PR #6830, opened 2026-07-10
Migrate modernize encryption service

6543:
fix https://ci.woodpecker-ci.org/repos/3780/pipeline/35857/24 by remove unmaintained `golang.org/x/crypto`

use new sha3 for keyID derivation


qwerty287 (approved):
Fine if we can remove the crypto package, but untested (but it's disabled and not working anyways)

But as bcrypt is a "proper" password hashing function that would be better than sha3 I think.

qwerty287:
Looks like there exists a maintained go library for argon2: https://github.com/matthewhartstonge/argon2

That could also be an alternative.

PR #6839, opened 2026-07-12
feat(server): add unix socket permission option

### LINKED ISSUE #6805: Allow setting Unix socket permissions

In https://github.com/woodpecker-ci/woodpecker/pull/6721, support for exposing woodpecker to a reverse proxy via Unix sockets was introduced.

════════════════════

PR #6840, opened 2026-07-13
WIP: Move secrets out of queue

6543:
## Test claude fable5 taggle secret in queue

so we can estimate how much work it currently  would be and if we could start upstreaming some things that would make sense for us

════════════════════

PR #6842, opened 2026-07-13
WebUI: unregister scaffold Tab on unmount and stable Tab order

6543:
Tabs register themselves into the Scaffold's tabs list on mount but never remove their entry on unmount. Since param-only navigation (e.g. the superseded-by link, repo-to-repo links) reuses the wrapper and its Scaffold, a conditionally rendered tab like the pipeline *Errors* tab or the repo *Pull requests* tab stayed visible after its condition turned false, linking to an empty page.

════════════════════

INSTRUCTIONS TO FOLLOW:
From the entries above, copy every line that holds the word "woodpecker".

EXERCISE OUTPUT:
fix https://ci.woodpecker-ci.org/repos/3780/pipeline/35857/24 by remove unmaintained `golang.org/x/crypto`
In https://github.com/woodpecker-ci/woodpecker/pull/6721, support for exposing woodpecker to a reverse proxy via Unix sockets was introduced.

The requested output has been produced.